◆ Problem to work on ◆
Reproduce word for word, from the entries below, the line with "PR #226, opened 2016-08-12", the line with "-302,7 +302,7 @@", and every line between them, and nothing more.
____
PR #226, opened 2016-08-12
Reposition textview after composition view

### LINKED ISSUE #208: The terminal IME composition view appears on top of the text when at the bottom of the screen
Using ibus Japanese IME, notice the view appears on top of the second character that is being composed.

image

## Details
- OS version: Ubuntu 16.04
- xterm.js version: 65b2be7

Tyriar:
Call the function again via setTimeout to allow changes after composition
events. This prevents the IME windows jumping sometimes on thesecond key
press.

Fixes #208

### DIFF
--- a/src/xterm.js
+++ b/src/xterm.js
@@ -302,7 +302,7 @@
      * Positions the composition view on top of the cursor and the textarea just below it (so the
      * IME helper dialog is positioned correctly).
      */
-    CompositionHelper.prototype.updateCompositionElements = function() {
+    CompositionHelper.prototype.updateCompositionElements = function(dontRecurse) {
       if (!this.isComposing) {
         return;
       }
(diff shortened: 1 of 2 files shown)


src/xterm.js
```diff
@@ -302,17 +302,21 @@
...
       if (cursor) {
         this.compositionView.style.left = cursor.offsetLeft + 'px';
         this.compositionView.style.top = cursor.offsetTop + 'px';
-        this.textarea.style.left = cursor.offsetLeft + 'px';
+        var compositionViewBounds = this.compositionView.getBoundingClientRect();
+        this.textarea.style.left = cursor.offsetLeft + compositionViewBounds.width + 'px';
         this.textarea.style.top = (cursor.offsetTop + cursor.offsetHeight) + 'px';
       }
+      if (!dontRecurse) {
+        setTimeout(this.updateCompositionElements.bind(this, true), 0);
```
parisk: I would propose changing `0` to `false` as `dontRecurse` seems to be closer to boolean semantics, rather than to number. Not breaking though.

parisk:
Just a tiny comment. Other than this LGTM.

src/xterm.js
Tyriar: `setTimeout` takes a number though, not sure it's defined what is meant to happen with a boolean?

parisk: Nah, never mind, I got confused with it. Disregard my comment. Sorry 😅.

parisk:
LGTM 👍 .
____
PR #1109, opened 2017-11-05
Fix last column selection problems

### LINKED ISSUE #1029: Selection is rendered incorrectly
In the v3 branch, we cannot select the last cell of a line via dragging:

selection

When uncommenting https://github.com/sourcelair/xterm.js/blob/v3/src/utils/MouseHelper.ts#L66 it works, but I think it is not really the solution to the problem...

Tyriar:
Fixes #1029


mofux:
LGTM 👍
____
◆ Reply to the task ◆
PR #226, opened 2016-08-12
Reposition textview after composition view

### LINKED ISSUE #208: The terminal IME composition view appears on top of the text when at the bottom of the screen
Using ibus Japanese IME, notice the view appears on top of the second character that is being composed.

image

## Details
- OS version: Ubuntu 16.04
- xterm.js version: 65b2be7

Tyriar:
Call the function again via setTimeout to allow changes after composition
events. This prevents the IME windows jumping sometimes on thesecond key
press.

Fixes #208

### DIFF
--- a/src/xterm.js
+++ b/src/xterm.js
@@ -302,7 +302,7 @@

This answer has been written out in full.